If you see a 502 error, it means that either an update is being pushed or the server behind nginx has crashed (please PM me if this error stays for more than a minute or two).

For any other suggestions or general bugs that are not the two above send me a PM, post a reply below, or submit it on the github page for this project (recommended option).

*Site: *http://vpsoffersite.com/

*Github: *http://github.com/OfferTeam/OfferListing

I would again like to give a massive thanks for the generosity of @MannDude and @Pmadd for helping this open source project!

*P.S. This is still a work in progress! There are a lot of features still to come that are being developed on various branches and many more that are planned.*


----------



## rsk (Sep 24, 2013)

It is time someone developed an alternative to LEB. However, if this will be distributed (from what I guess), you will see lots of sites running a clone of each other and it will go all haywire.

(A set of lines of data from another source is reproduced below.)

PR #4242, opened 2022-05-09
Optimize input/var property expression to get property from tuple by

### LINKED ISSUE #4174: Optimize retrieving Input/Variable property by index instead of property name lookup
**Introduction**

We could assume input dataset is immutable, so we could get column of input dataset by index directly.
Subjob of #4122  

ps. If we flatten dataset of GetNeighbors, we could optimize Tag/Edge property by this way too.
**Contents**

**Related work**

Shylock-Hg:
index to avoid hash table lookup.

## What type of PR is this?
- [ ] bug
- [ ] feature
- [x] enhancement

#### Issue(s) number: 
Close #4174

## Checklist:
Tests:
- [ ] Function test
- [ ] Performance test
- [ ] N/A

Affects:

## Release notes:

> ex. Fixed the bug .....


Shylock-Hg:
Origin benchmark:
```
/nebula/src/graph/context/test/InputVarPropBenchmark.cpprelative  time/iter  iters/s
inputVarPropEval(test)                                      32.79ns   30.50M
```

src/common/expression/PropertyExpression.cpp
```diff
@@ -68,15 +68,29 @@ void TagPropertyExpression::accept(ExprVisitor* visitor) {
...
-  return ctx.getInputProp(prop_);
+  if (!propIndex_.has_value()) {
+    auto indexResult = ctx.getInputPropIndex(prop_);
+    if (!indexResult.ok()) {
+      return Value::kEmpty;
+    }
+    propIndex_ = indexResult.value();
+  }
+  return ctx.getColumn(propIndex_.value());
 }
```
jievince, line 79: I remember we have a `ColumnIndexExpr`?  It looks like that rewriteing `InputPropExpr` to `ColumnIndexExpr` is more easy

Shylock-Hg: Good job, we can add an optimize rule to do it. But current optimization is also useful now and no need to rewrite expression.

jievince (approved):

nevermore3 (approved):

PR #4245, opened 2022-05-10
fix listener can't receive snapshot anymore

critical27:
## What type of PR is this?
- [X] bug
- [ ] feature
- [ ] enhancement

#### Description:

During replication test, I found two problems here:
1. Once listener return FAILED when receiving snapshot, the sender won't retry (we only retry for timeout before). This is a minor issue, because usually, listener won't explicitly return error when receiving snapshot (at least listener should not @panda-sheep you need to check your `SyncListener` implementation)
2. What's worse, listener won't be able to receive snapshot. Because the listener is always in `WAITING_SNAPSHOT` state. So we just reuse the same logic in normal `RaftPart`.

## Checklist:
Tests:
- [X] Function test
- [ ] Performance test
- [ ] N/A

Affects:

## Release notes:

Not related

### DIFF
--- a/src/kvstore/Listener.cpp
+++ b/src/kvstore/Listener.cpp
@@ -147,6 +147,9 @@ void Listener::doApply() {
   if (isStopped()) {
     return;
   }
+  if (needToCleanupSnapshot()) {
+    cleanupSnapshot();
+  }
   // todo(doodle): only put is handled, all remove is ignored for now
   folly::via(executor_.get(), [this] {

An alternative is to keep it to yourself, and run a great a website and post good deals - just like the good old days of LEB.

Just a thought.


----------



## bauhaus (Sep 24, 2013)

Acting as a USER the only problem I found was the inability to change or add an image to my profile. Everything else ran smoothly, good work!


----------



## Novacha (Sep 24, 2013)

rsk said:


> It is time someone developed an alternative to LEB. However, if this will be distributed (from what I guess), you will see lots of sites running a clone of each other and it will go all haywire.
> 
> An alternative is to keep it to yourself, and run a great a website and post good deals - just like the good old days of LEB.
> 
> Just a thought.


That is my intent, but I want to keep everything as open and transparent as possible. There will always be _the_ site and the clones, and I guess people will know which one to go to.



bauhaus said:


> Acting as a USER the only problem I found was the inability to change or add an image to my profile. Everything else ran smoothly, good work!


The profile image is set through your email gravatar. That is my fault for not documenting it well enough on the profile page.


----------



## matt[scrdspd] (Sep 24, 2013)

It seems to be working quite well. Good job on it.

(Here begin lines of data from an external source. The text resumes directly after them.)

Issue #4241, opened 2022-05-09
More expressions in prop filtering for GO


wey-gu:
**Is your feature request related to a problem? Please describe.**

Expression to do things like starts_with or others in GO.

**Describe the solution you'd like**

- starts with
- wild card(if feasible)

**Describe alternatives you've considered**

**Additional context**

https://discuss.nebula-graph.com.cn/t/topic/8642?u=wey

sworduo:
Like 
`go from "Marco Belinelli", "Luka Doncic" over like where prefix($$.team.name "S") and wildcard($^.player.name, "x?")`
Just add a new expression and rewrite its `eval` is okay.

PR #4248, opened 2022-05-11
Start end contain

nevermore3:
## What type of PR is this?
- [ ] bug
- [ ] feature
- [ ] enhancement

#### Issue(s) number: 
close https://github.com/vesoft-inc/nebula/issues/4241
## Checklist:
Tests:
- [ ] Function test
- [ ] Performance test
- [ ] N/A

Affects:

## Release notes:

> ex. Fixed the bug .....

### DIFF
--- a/src/common/expression/RelationalExpression.cpp
+++ b/src/common/expression/RelationalExpression.cpp
@@ -113,82 +113,70 @@ const Value& RelationalExpression::eval(ExpressionContext& ctx) {
       break;
     }
     case Kind::kContains: {
-      if (lhs.isBadNull() || rhs.isBadNull()) {
-        result_ = Value::kNullBadType;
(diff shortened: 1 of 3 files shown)


src/common/expression/RelationalExpression.cpp
```diff
@@ -113,82 +113,70 @@ const Value& RelationalExpression::eval(ExpressionContext& ctx) {
       break;
     }
     case Kind::kContains: {
-      if (lhs.isBadNull() || rhs.isBadNull()) {
-        result_ = Value::kNullBadType;
-      } else if ((!lhs.isNull() && !lhs.isStr()) || (!rhs.isNull() && !rhs.isStr())) {
```
czpmango, line 118: Why change this?
```
return "czp " contains 3;
```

Suggestion: Add a field to allow providers to set a "Plan name".


----------



## Novacha (Sep 24, 2013)

matt_securedspeed said:


> It seems to be working quite well. Good job on it.
> 
> 
> Suggestion: Add a field to allow providers to set a "Plan name".


That is definitely possible. I will try to work it into one of the next releases.


----------



## AnthonySmith (Sep 24, 2013)

I will have a play, AnthonySmith


----------



## Novacha (Sep 24, 2013)

AnthonySmith said:


> I will have a play, AnthonySmith


Do you want me to hook you up with provider access?


----------



## MannDude (Sep 24, 2013)

Only suggestion I have for the time being would be to add fields to include information in the plan view and on the providers page view to showcase the following information:


Data center location(s)
Datacenter Names
Test IP(s)
Link to company AUP/TOS (force required)

 

Just other general ideas:


Member profiles, simple ones. Date registered, avatar, and total of comments with link to all comments.
Ability to flag a response for review as a member. This way moderation is easier in the event someone responds inappropriately.
Threaded comments? Or the ability to 'respond to' a response? Good for a provider to touch base on the comments of his/her offer.
Perhaps some sort of 'provider symbol' next to the names of posters? That way it may curb on providers being assholes to other providers in comments.

If I think of anything else, I'll let you know


----------



## Novacha (Sep 24, 2013)

MannDude said:


> Only suggestion I have for the time being would be to add fields to include information in the plan view and on the providers page view to showcase the following information:
> 
> 
> Data center location(s)
> ...


I implemented profiles yesterday. Just click on a user's icon to go to their profile. 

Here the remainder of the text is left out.